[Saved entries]
PR #1919, opened 2018-05-14
Fixes for the HowTo sample

dbiollo:
- This makes all children (itemListElement field) of HowToSection be of type HowToStep. Effectively wraps any HowToDirection that was previously a child of HowToSection. My understanding of the design is HowToDirection & HowToTip should only be found inside a HowToStep.
- Added "position" attribute to all instances of itemListElement
- Fixed the "...Media" properties of HowToDirection in Microdata example

This seems to fix issues found in Google Structured Data Testing Tool, though not 100% certain about the validity of the before/during/after-Media attributes.

### DIFF
--- a/data/schema.rdfa
+++ b/data/schema.rdfa
@@ -11191,6 +11191,7 @@ Typical unit code(s): C62 for person</span>
     <span property="rdfs:comment">A media object representing the circumstances after performing this direction.</span>
     <span>Domain: <a property="http://schema.org/domainIncludes" href="http://schema.org/HowToDirection">HowToDirection</a></span>
     <span>Range: <a property="http://schema.org/rangeIncludes" href="http://schema.org/MediaObject">MediaObject</a></span>
+    <span>Range: <a property="http://schema.org/rangeIncludes" href="http://schema.org/URL">URL</a></span>
 </div>
 
 <div typeof="rdf:Property" resource="http://schema.org/beforeMedia">
@@ -11198,6 +11199,7 @@ Typical unit code(s): C62 for person</span>
     <span property="rdfs:comment">A media object representing the circumstances before performing this direction.</span>
     <span>Domain: <a property="http://schema.org/domainIncludes" href="http://schema.org/HowToDirection">HowToDirection</a></span>
     <span>Range: <a property="http://schema.org/rangeIncludes" href="http://schema.org/MediaObject">MediaObject</a></span>
+    <span>Range: <a property="http://schema.org/rangeIncludes" href="http://schema.org/URL">URL</a></span>
 </div>
 
 <div typeof="rdf:Property" resource="http://schema.org/duringMedia">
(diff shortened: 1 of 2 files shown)


dbiollo:
@danbri @RichardWallis - some more fixes for the HowTo samples. Mind taking a look?
Note that I'm not totally sure if the media attributes are totally correct, but now they are consistently specified between JSON-LD, RDFa, Microdata.

RichardWallis:
@danbri  The structure looks fine.

I share your questioning thoughts about the media attributes.  They are [defined](http://webschemas.org/beforeMedia) as expecting [MediaObject](http://webschemas.org/MediaObject).  What is shown in the example are defaulting to URL, which is OK, but not very representative of what might be expected.   There again, MediaObject is probably a bit heavyweight in many real world situations, where for example a link to a YouTube video could be expected.

Perhaps adding URL to the expected type for these properties may clarify things for simplistic situations whilst not loosing the potential descriptive power of being able to use MediaObject.

dbiollo:
Here's an update with using MediaObject - *url* - property (previously it was using the *name*, at least in Google SDTT). Note that for Microdata, I didn't have to create a wrapper div, though I did for RDFa.
For MediaObject, though, it seems that *contentUrl* would be a more accurate property?

I'm gonna follow up with a change to contentUrl in this pull request.

I do like the idea of supporting URL for the media properties. Do we want to do that in this release? If so, perhaps a followup pull request after this one?

One thing comes to mind is that with MediaObject, providers could use the subtypes ImageObject or VideoObject which give semantics about what kind of media it is.

RichardWallis:
@dbiollo Thanks for your efforts here.

By default URL is supported as a value for these properties (in fact the value for [any property can be a Text, URL, or Role](http://schema.org/docs/datamodel.html#conformance)).   I would be in favour of explicitly stating this to help understanding in this area.

As it is simple to do, I suggest we could do it in the upcoming release with this PR.

@danbri what are your thoughts?

danbri:
SGTM, go for it!

dbiollo:
I've added the Docs for URL, and changed the "duringMedia" example to be just a URL. Please have a look and make sure this is what you meant.

I tested this in Google Structured Data TT and it doesn't seem to recognize the media attributes as URL. Maybe this is b/c the Range change hasn't been published? Not sure if there will be issues or if this will be OK once the schema gets released?

RichardWallis:
From looking at the sources this looks OK.  Probably needs a final look over once it is merged and put up on Webschemas.org.

Yes, the lack of recognition of URL as an expected type in the SDTT, and other testing tools, will be because it does not get updated until after a new release.

danbri:
Merged, I'll get it onto webschemas.org for final tire-kicking tomorrow... Thanks!

dbiollo:
Thanks Dan! Looking forward to trying out the updated webschemas.org!

danbri:
done - http://webschemas.org/HowTo and nearby ought to be same as github master branch now

dbiollo:
Uh-oh, the attributes table is missing from http://webschemas.org/HowTo ...

RichardWallis:
I’ll take a look.

RichardWallis:
Fixed now

dbiollo:
Thanks, looks good now!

#### [Exercise brief]
Count of lines holding the string "Google": please work it out for the entries above and give the number alone.

#### [Reply]
3